Ad ogni incontro organizzato da un club, i partecipanti  imparano a programmare, sviluppare siti web, applicazioni, programmi, giochi e altro ancora. Gli insegnanti sono appassionati volontari che provano a rendere divertente e socializzante l’esperienza solitaria per eccellenza: programmare davanti ad un pc. Non per niente il motto di CoderDojo è “Above all, be cool” (leett. “sopra a tutto, sii fico…”).

Il successo dell’iniziativa si può misurare dalla sua ampia diffusione e dal tasso di divertimento registrato durante gli incontri ma anche da argomenti più “pragmatici”, come il fatto che il 13enne irlandese Harry Moran, con il supporto del dojo irlandese di Cork, ha sviluppato Pizzabot, un’app che nel novembre 2011 ha superato Angry Birds nella classifica settimanale di quelle più vendute su iOS, mentre il dodicenne Shane Curran di Dublino ha invece creato un’app per gestire i sistemi bibliotecari, usando uno smartphone per scansionare i codici ISBN dei libri.

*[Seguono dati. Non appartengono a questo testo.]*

PR #93, opened 2021-04-14
Add newer version of nodejs

jeffa5:
This makes the final stage of CI work.


jeffa5:
Using node version 10 as this is the minimum required and the minimum automerge tests with https://github.com/automerge/automerge/blob/main/.travis.yml

PR #94, opened 2021-04-14
Add rust cache for travis

jeffa5:
There are more stages to CI now so this hopes to reduce some of the time spent rebuilding dependencies and unchanged code.

### DIFF
--- a/.travis.yml
+++ b/.travis.yml
@@ -11,7 +11,7 @@ install:
 - rustup self update
 - rustup component add clippy
 - rustup component add rustfmt
-- curl https://rustwasm.github.io/wasm-pack/installer/init.sh -sSf | sh
+- cargo install --force --version 0.9.1 wasm-pack
 - nvm install 10
 before_script:
 - export -f travis_fold
--- a/.travis.yml
+++ b/.travis.yml
@@ -1,6 +1,7 @@
 os: linux
 dist: xenial
 language: rust
+cache: cargo
 rust:
 - stable
 - beta


jeffa5:
This should pass after #93

alexjg:
I deliberately removed the rust cache because it caches a lockfile, this causes failures in CI which are hard to debug because you don't know what version of the various dependencies it's locked to and can't easily reproduce it locally. That said, caching is generally useful, so I think if we're going to turn on the cache then we need to also add a script which deletes the cached lockfile.

jeffa5:
Interesting, do you recall which lockfile it was or the path to it? I wouldn't expect the `Cargo.lock` file to be cached as per https://docs.travis-ci.com/user/languages/rust/#dependency-management it isn't in one of those directories.

orionz:
@alexjg - What are your thoughts?  Should we give this a shot?  We can always revert if it causes problems I suppose.

alexjg:
The issue I had was actually not the lockfile being cached. The problem was that we don't have a lockfile for this project (as we shouldn't) but an updated version of a dependency was breaking the build. Because of the cache this breakage was not appearing in CI. This made things difficult to debug.

I guess there's not a great solution to this, possibly run `cargo update` before building, or have a test specific lockfile?

jeffa5:
Yeah, I think we may be able to remove the record of the registry cache so it re-checks versions. Another issue may be how to clean out the cache when we do update versions as I think they'll just stay around. May be able to use something like [cargo-cache](https://github.com/matthiaskrgr/cargo-cache) periodically?

jeffa5:
I'll close this as it doesn't seem to be a huge pain point and caching may just add more complexity.

PR #762, opened 2023-10-13
Cache the last patch on the document's InternalState

pvh:
I don't love this! But here it is, a band-aid for a performance problem.

## How it works

What this does is every time you call progressDocument, that patch is also cached on the new document. (LRU=1) When you make a new call to progressDocument, the patch is replaced. 

To benefit from this, we check in diff if there's a saved patch with exactly those heads and if so, we return them!

This allows you to call diff() with the same arguments a few times in a row and memoize the result.

## What's missing / not great

Well, first I'm not a huge fan of shoving stuff into the InternalState object but... it seems relatively harmless.

The tests all pass but it could probably use a couple of extra tests to stress it. I did test that if I messed up the various inputs that it would fail in expected ways but there's not a test that targets this *specifically*.

I did some analysis of the code to make sure this was the correct intervention and @orionz, there were three calls which take patchCallback but *don't* go through progressDocument. Those are:

 * init & load (which use handle.materialize) and 
 * clone (which uses handle.applyPatches directly).

I think it would be sensible to consolidate those onto progressDocument for consistency but I suspect the approach used in load is cheap and fast and that's why it's preferred. Apologies for not having enough knowledge to make an informed call there. There's no downside to not doing this, particularly, other than initial loads in automerge-repo will not currently register themselves in the cache.

The other change @orionz might hate is that we now always use the applyAndReturnPatches form of apply_patches_impl.

## What we should probably do longer term

I think this whole API could benefit from some adjustment -- Orion and I have talked about exposing the diff_cursors as a primitive users could consume but we could probably do even better than that if we did a bit of thinking. (I find the diff_cursors kind of hard to reason about even as I've been working on this code.

## Who wants this?

@geoffreylitt, rather urgently. It's the difference been usable (40ms typing latency) and unusable (110ms typing latency).

Note that even if we accept this there's still more tuning to do. See the attached image.

image

### DIFF
--- a/javascript/src/internal_state.ts
+++ b/javascript/src/internal_state.ts
@@ -8,6 +8,7 @@ export interface InternalState<T> {
   handle: Automerge
   heads: Heads | undefined
   freeze: boolean
+  mostRecentPatch: any // TODO: type this
   patchCallback?: PatchCallback<T>
   textV2: boolean
 }
--- a/javascript/src/stable.ts
+++ b/javascript/src/stable.ts
@@ -475,19 +475,27 @@ function progressDocument<T>(
   }
   const state = _state(doc)
   const nextState = { ...state, heads: undefined }
-  let nextDoc
-  if (callback != null) {
-    const { value, patches } = state.handle.applyAndReturnPatches(
-      doc,
-      nextState,
-    )
-    if (patches.length > 0) {
-      callback(patches, { before: doc, after: value, source })
+
+  const { value: nextDoc, patches } = state.handle.applyAndReturnPatches(
+    doc,
+    nextState,
+  )
+
+  if (patches.length > 0) {
+    if (callback != null) {
+      callback(patches, { before: doc, after: nextDoc, source })
     }
-    nextDoc = value
-  } else {
-    nextDoc = state.handle.applyPatches(doc, nextState)
+
+    const newState = _state(nextDoc)
+
+    newState.mostRecentPatch = {
+      before: _state(doc).heads,
+      after: newState.handle.getHeads(),
+      patches,
+      source,
+    }
   }
+
   state.heads = heads
   return nextDoc
 }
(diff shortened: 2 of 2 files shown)


pvh:
Here's a copy of a performance trace from a couple of keystrokes in the current version of Tiny-Essay-Editor while it's running a very similar but not identical patch. Note that we still have a lot of other work to do to get down to consistently <10ms (particularly because CodeMirror & React are eating a lot of our time.)

https://cdn.discordapp.com/attachments/721451876171644989/1162186613057659031/with-cached-diffs?ex=653b05a0&is=652890a0&hm=1e5c5a3541545b4e26609419660b886265d561153903d4782d1685b93a1433f2&

acurrieclark:
@pvh following on from our conversation I have been thinking a lot about this. One thought I dwelt on for a while was that this route could open up the possibility of a new function to get the last set of patches from the doc. For example:

```ts
const doc = init();

const newDoc = change(doc => {
  doc.foo = "bar";
});

// new function
const {patches, source} = getLatestPatches(newDoc);

// patches => Patch[], source => PatchSource
```

At that point you would have all the information returned by the `patchCallback`; `doc` and `newDoc` are your before and after, `source` is the source in `PatchInfo` and you have your patches.

Crucially for `repo` this could be called on the document at any stage in the proceedings, so we can avoid my most recent PR almost entirely.

pvh:
> Crucially for `repo` this could be called on the document at any stage in the proceedings, so we can avoid my most recent PR almost entirely.

This was definitely the motivation but "getLatestPatches" feels like a fragile design -- in a complex system where other things could change your patches it could break at any time. That said, I DID stash the `source` on there with the thought that we could perhaps expose it somehow. That's for a followup though.

acurrieclark:
I saw that you had included `source` too, which is really what clarified my thought on it. Agree it's for a later update, but I think the principle should be sound.

I have always thought of a document as a snapshot of the state of the file at that time. If the patches remained the same beyond the next change, then I would hope it would be pretty solid?

```ts
const doc = init();

const newDoc = change(doc, (d) => {
  d.foo = "bar"
});

const finalDoc = change(newDoc, (d) => {
  d.foo = "baz"
});

console.log(getPatches(newDoc)); //. => foo was set to bar
console.log(getPatches(finalDoc)); // => foo was set to baz
```

alexjg:
This LGTM, I'll fix the lint error shortly and merge.

pvh:
Thanks! If you could ship a release I'll get it into TEE for Geoffrey.

pvh:
@alexjg with Orion's patch, we should revert this, right?

PR #768, opened 2023-10-14
Cache clocks for faster clock_at()

orionz:
`clock_at()` is scaling at O(n) and is becoming a problem with apps making a change per keystroke 

Changed Clock to use `im::HashMap` to make clones quick and memory usage shared between clocks.

Added a cache to ChangeGraph to cache evey 32nd clock.  When generating a clock walk backwards until hitting a cached clock and stop.

This should make clock_at() to be O(1)

### DIFF
--- a/rust/automerge/src/change_graph.rs
+++ b/rust/automerge/src/change_graph.rs
@@ -16,7 +16,10 @@ pub(crate) struct ChangeGraph {
     edges: Vec<Edge>,
     hashes: Vec<ChangeHash>,
     nodes_by_hash: BTreeMap<ChangeHash, NodeIdx>,
+    clock_cache: Vec<Clock>,
 }
+
+const CACHE_STEP: u32 = 32;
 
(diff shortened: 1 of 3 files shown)


rust/automerge/src/change_graph.rs
```diff
@@ -16,8 +16,11 @@ pub(crate) struct ChangeGraph {
     edges: Vec<Edge>,
     hashes: Vec<ChangeHash>,
     nodes_by_hash: BTreeMap<ChangeHash, NodeIdx>,
+    cache: Vec<Clock>,
```
pvh, line 19: clock_at_cache?

alexjg:
The code here LGTM but it introduces a 14% slowdown in the edit trace benchmark ofr me. We are over-focused on that benchmark I think but I think we should justify the slowdown with appeal to some other thing (e.g. speeding up a slow generate_sync_message)

pvh:
LMK when this is released, I think it will make a big difference in text editing performance in TEE.

PR #774, opened 2023-10-18
automerge-c: Merge automerge_core into automerge

jkankiewicz:
Merging the "automerge_core" library built by Cargo into the "automerge" library built by CMake simplifies installation of automerge-c because of its reduction to only one binary file.

It also simplifies linking when the automerge-c CMake project is built as a subdirectory of a dependent CMake project.


jkankiewicz:
This PR is superseded by #780.

Issue #779, opened 2023-10-24
Running Automerge (and Automerge Repo) in a Service Worker


romaricpascal:
Hello,

As part of an investigation for a side project, I've created [examples of Automerge and Automerge Repo running inside Service Workers](https://gitlab.com/romaricpascal/automerge-in-service-worker#automerge-in-service-workers) (bundled by Rollup, which [seems to have been an issue in the past](https://github.com/automerge/automerge/issues/367).

I was wondering if that's something you'd be interested to have as part of the examples in both repositories. I appreciate having them in your repositories does increase the maintenance burden of the project in the long run, though, so no hard feelings at all if you prefer keeping that out for now and close this issue.

Thanks for all the research and work on Automerge 😊

alexjg:
Oh this is fantastic stuff and I would love a PR to add them as examples.

Are there things we can change about the way automerge and automerge-repo are distributed which would make it easier to achieve this?

romaricpascal:
Great! Glad you're keen to have these examples, I'll create pull requests to add them to each repository 😊 

Regarding changes to how automerge and automerge-repo are distributed, it's tough to say which changes may help for all bundlers, as I only focused on making it work with Rollup. For that I had [to crudely update the `initSync()` call in `@automerge/automerge-wasm/web/index.js`](https://gitlab.com/romaricpascal/automerge-in-service-worker/-/blob/main/rollup.config.js?ref_type=heads#L30) so [it worked with `@rollup/plugin-wasm`](https://www.npmjs.com/package/@rollup/plugin-wasm#using-with-wasm-bindgen-and-wasm-pack). But according to other issues, it looks like [Parcel needs something slightly different](https://github.com/automerge/automerge/issues/525#issuecomment-1465871813) and it sounds like [Webpack is kind of happy with wasm-bindgen output](https://github.com/automerge/automerge/issues/367). No clue what would happen in Vite as well, which is growing in popularity.

From the point of view of running in a Service Worker, the code will need to get bundled in any case as [Firefox doesn't support modules in service workers](https://web.dev/articles/es-modules-in-sw#backwards_compatibility), at least into something that can be called via `importScripts`, if not bundled with the main script of the service worker. 

If `automerge` and `automerge-repo` were providing a pre-bundled version as a UMD module (or IIFE), that might make things simpler to run in Service Workers. Two things to solve come to mind in that situation though:
[...]

PR #782, opened 2023-10-25
Add commented example of Rollup bundling

romaricpascal:
Illustrates both running on the pages, as well as in a Service Worker, with commented config (and JS files for the service worker as there's a bit of coordination between the page and the worker that needs explaining).

Part of #779.

### DIFF
--- a/javascript/examples/rollup/public/in-service-worker/service-worker.js
+++ b/javascript/examples/rollup/public/in-service-worker/service-worker.js
@@ -1,0 +1,87 @@
+// Firefox is not heavy on forwarding logs from Service Workers
+// to the main window, so instead, we'll use a BroadcastChannel
+// to help debugging. A bit blunt, but that'll do
+const channel = new BroadcastChannel("service-worker-log")
+const originalLog = console.log
+console.log = function (...args) {
+  try {
+    channel.postMessage(args)
+  } catch (error) {
+    // There'll be one point where I'll try to log something
+    // that's not serialisable for `postMessage` so that'll
+    // avoid crashing.
+    originalLog(...args)
+  }
+}
+
+// Import the bundled script for automerge, which will add an `AutomergePromise`
+// allowing to wait for the automerge API once all the event listeners
+// of the service worker have been set up synchronously
+self.importScripts("/in-service-worker/automerge.js")
+
+// Little trickery to have a way to resolve the promise only late
+// With that pattern, we get a reference we can pass to `waitUntil`
+// or use as a way to delay responses to `isReady`, while delaying
+// when the Promise is resolved till the Automerge API has been loaded
+// Thankfully the function passed to the Promise constructor
+// runs synchronously, allowing to register the listeners OK
+const ready = new Promise(markReady => {
+  self.addEventListener("install", event => {
+    console.log("Installing service worker", new Date().toISOString())
+    self.skipWaiting()
+
+    event.waitUntil(ready)
+  })
+
+  self.addEventListener("activate", () => {
+    console.log("Service worker activated")
+  })
+
+  self.addEventListener("message", event => {
+    console.log("Message from page", event)
+    const handler = MESSAGE_HANDLERS[event.data.action]
+    if (handler) {
+      handler(event)
+    }
+  })
+
+  const MESSAGE_HANDLERS = {
+    async isReady(event) {
+      console.log("Checking if server is ready", ready)
+      await ready
+      event.source.postMessage({ action: "ready" })
+    },
+  }
+
+  // This need to happen only after all event listeners are set up
+  // This needs to run in the main script as there's no controlling
+  // when the service worker script will be torn down and started again
+  // Without this, when we close the browser, `automerge` and `doc`
+  // would be undefined, which is less than ideal :(
+  ;(async function () {
+    let automerge = await AutomergeAPI
+    let doc = automerge.from({
+      value: 1,
+    })
+
+    // You'd likely want to add some persistence here, to IndexedDB most likely
+    // as it's the storage available inside service workers
+
+    Object.assign(MESSAGE_HANDLERS, {
+      getValue(event) {
+        event.source.postMessage({ action: "setValue", value: doc.value })
+      },
+      increment(event) {
+        const { value } = event.data
+        doc = automerge.change(doc, draft => {
+          draft.value += value
+        })
+        console.log("Sending back", doc.value)
+        event.source.postMessage({ action: "setValue", value: doc.value })
+      },
+    })
+
+    console.log("Marking server as ready")
+    markReady()
+  })()
+})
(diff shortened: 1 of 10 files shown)


javascript/examples/rollup/rollup.config.js
```diff
@@ -0,0 +1,100 @@
...
+import { defineConfig } from "rollup"
+import tla from "rollup-plugin-tla"
+
+const inPageConfig = {
+  input: "src/index.js",
+  output: {
+    file: "public/main.js",
+  },
+  // Fixes the `this` instance at top level in automerge's `stable.js` file
+  context: "globalThis",
```
romaricpascal, line 14: This _might_ be something that could be fixed in `automerge`'s published package

javascript/examples/rollup/rollup.config.js
```diff
@@ -0,0 +1,100 @@
...
+  plugins: [
+    // Force automerge-wasm to resolve to its web version
+    alias({
+      entries: [
+        {
+          find: "@automerge/automerge-wasm",
+          replacement: "node_modules/@automerge/automerge-wasm/web/index.js",
+        },
+      ],
+    }),
```
romaricpascal, line 24: Rollup (well, its node-resolve plugin), would try to load the `bundler/automerge_wasm.js` of `@automerge/automerge-wasm`. I tried amending its `__wbg_set_wasm(wasm);` to `__wbg_setwasm(await wasm.default())` (similarly to the replacement of the `initSync` call for `web/index.js`). This is a step towards complying with `@rollup/plugin-wasm` way of handling the wasm module, but it seems there's another part of the code that needs an `await` but I'm not sure which: when running in the browser, an Error gets thrown that `__wbindgen_add_to_stack_pointer` is not a function.

Thanks to it synchronous `initSync` call the `web/index.js` file make things a bit smoother with Rollup it seemes.

alexjg:
This is great stuff. I'm not an expert in service workers so I'm pinging @pvh to take a look but from my side it LGTM.

javascript/examples/rollup/public/in-service-worker/service-worker.js
```diff
@@ -0,0 +1,87 @@
...
+    if (handler) {
+      handler(event)
+    }
+  })
+
+  const MESSAGE_HANDLERS = {
+    async isReady(event) {
+      console.log("Checking if server is ready", ready)
+      await ready
+      event.source.postMessage({ action: "ready" })
```
romaricpascal, line 52: Something that I came across since I raised the PR. Not sure if you'd prefer it as an opt-in rather than a default, let me know 😊 

```suggestion
      // Make the service worker start handling fetch events from the page straight away
      // which can be necessary when users reload `Ctrl/Command-Shift-R`, 
      // which bypasses service worker
      // See: https://web.dev/articles/service-worker-lifecycle#shift-reload
      await self.clients.claim()
      event.source.postMessage({ action: "ready" })
```

pvh: No, if you need this you need it. This is good but @romaricpascal I don't see you handling controllerchange here.

romaricpascal: 🤔 I'll need to have some further thoughts on whether it's a need in all situations. Same would go for the `self.skipWaiting()` on line 31. 

I'm wondering if these two statements are not app dependent, unlike the rest of the code which is really tied to automerge needing to load asynchronously and coordinating the page with that given `navigator.serviceWorker.ready` wouldn't provide the info that automerge has actually loaded.

Depending on your app, you may or may not want to activate a new worker at a custom time rather than straight after install (eg. coodinating with the UI via a `BroadcastChannel` rather than automatically), and may or may not want to claim clients straight away (though this seems more necessary for shift-reloads and first run), which in turn may or may not lead you to want to use `controllerchange` (which only matters if the JS on the page and the one in the worker are different versions of the app). This seems to fall a bit in the same area as the `update()` method on registration and `updatefound` events, where apps will have different use depending on the feature they provide.

romaricpascal: @pvh I've had a bit more thinking on what's the minimum necessary and that's where I got to:
1. I'd say the `clients.claim()` is necessary. In the context of running Automerge in a Service Worker, you'll likely want to be sure that your page is controlled by the service worker, which means you want the worker to take control on first run (or Shift-reloads).
2. The `self.skipWaiting` however, is a mater of how you want a new version of the worker to take over, so I'd be keen to leave it out of the example as it'll depend on how the app wants to handle its service worker updates (which will vary from one to another).
3. Similarly `controllerchange` only occurs when a new controller is replacing an existing one if I understood correctly, so again a matter of how the app wants to handle its service worker updates.
4. And `update` and its related `updatefound` event also depend on how the app plans to handle update.

In the end, I'm thinking of:
- removing the `self.skipWaiting` bit from the example
- adding a note in the service worker section of the readme explaining that:
    - this example only deals with bundling automerge for use in a service worker and the coordination with loading the WASM
    - how the service worker updates will be dependent from one application to another, and you can find a trove of information on the different mechanisms at your disposal in [The service worker lifecycle article on web.dev](https://web.dev/articles/service-worker-lifecycle).

Does that sounds a good way forward?

pvh:
One very important case is when the service worker restarts -- this triggers neither "controllerChange" nor "activate". I haven't quite nailed this yet but it causes real failures in my application. Here's my implementation (which currently does not work in FF because it uses `import`): https://github.com/pvh/trail-runner/blob/main/service-worker.js

romaricpascal:
I got caught by surprise as well by the service worker being active but having restarted and lost whatever it had in memory from when it was previously running. I've only been hit by this when closing/re-opening the whole browser (which made sense to me, as I'd hoped the worker wouldn't stay alive when the browser is off, at least when not configured to receive notifications). In which scenario have encountered it?

That's another reason why the page doesn't just use [the `ready` Promise from the ServiceWorkerContainer](https://developer.mozilla.org/en-US/docs/Web/API/ServiceWorkerContainer/ready) but [a `postMessage` handshake to know when the worker has actually loaded](https://github.com/automerge/automerge/pull/782/files#diff-acf465e537c7d41d839ba235d88767a3bbfd8dc35edd67d2042bff4e4d06d6baR15). With only the `ready` promise, the page would think things are OK, while [some things still need initialising worker side](https://github.com/automerge/automerge/pull/782/files#diff-b3ee05e2cda575f6c661c5227a4bf45c9f3fcb06367dad91e1ba7df41fd96568R56-R60). 

With this and the pages getting claimed during that handshake (because if claiming only when activated, Shift-reloaded pages would not become controlled), the page can only start whatever interacts with the worker only when it's controlled by a worker and the worker is ready.

alexjg:
I'm going to close this as I think service worker examples belong in the [automerge-repo](https://github.com/automerge/automerge-repo) codebase rather than in this repository.

PR #793, opened 2023-11-07
Run cron advisories job on `rust` folder

MarijnS95:
Ever since commit dd3c6d130 ("Move rust workspace into ./rust") this job seems to have been failing on not finding a `Cargo.toml` in the root.

This was fixed for the "main" CI on pushes and pull requests in commit e8309495c ("Update `cargo deny` to point at `rust` subdirectory"), but not for the scheduled cron job leading to unnecessary failures in (fork) repos.


MarijnS95:
In hindsight I could have probably moved this job from `ci.yaml` and deduplicate it into `advisory-cron.yaml` and make that trigger on `main` pushes/pull_requests?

Partito nel 2011 e attivo già in 22 paesi, il progetto CoderDojo è in continua evoluzione ed è approdato da qualche tempo anche in Italia, dove è nata una comunità a Milano. L’ultimo incontro di sabato 9 marzo, ospitato nella sede “da grandi” di StartMiUp è stato un successo.

Il prossimo appuntamento sarà il 20 aprile e se abiti a Milano ti consigliamo di non mancare! Intanto, anche a Firenze, a Catania e in Sardegna si cominciano ad aggregare persone interessate a fondare una comunità locale.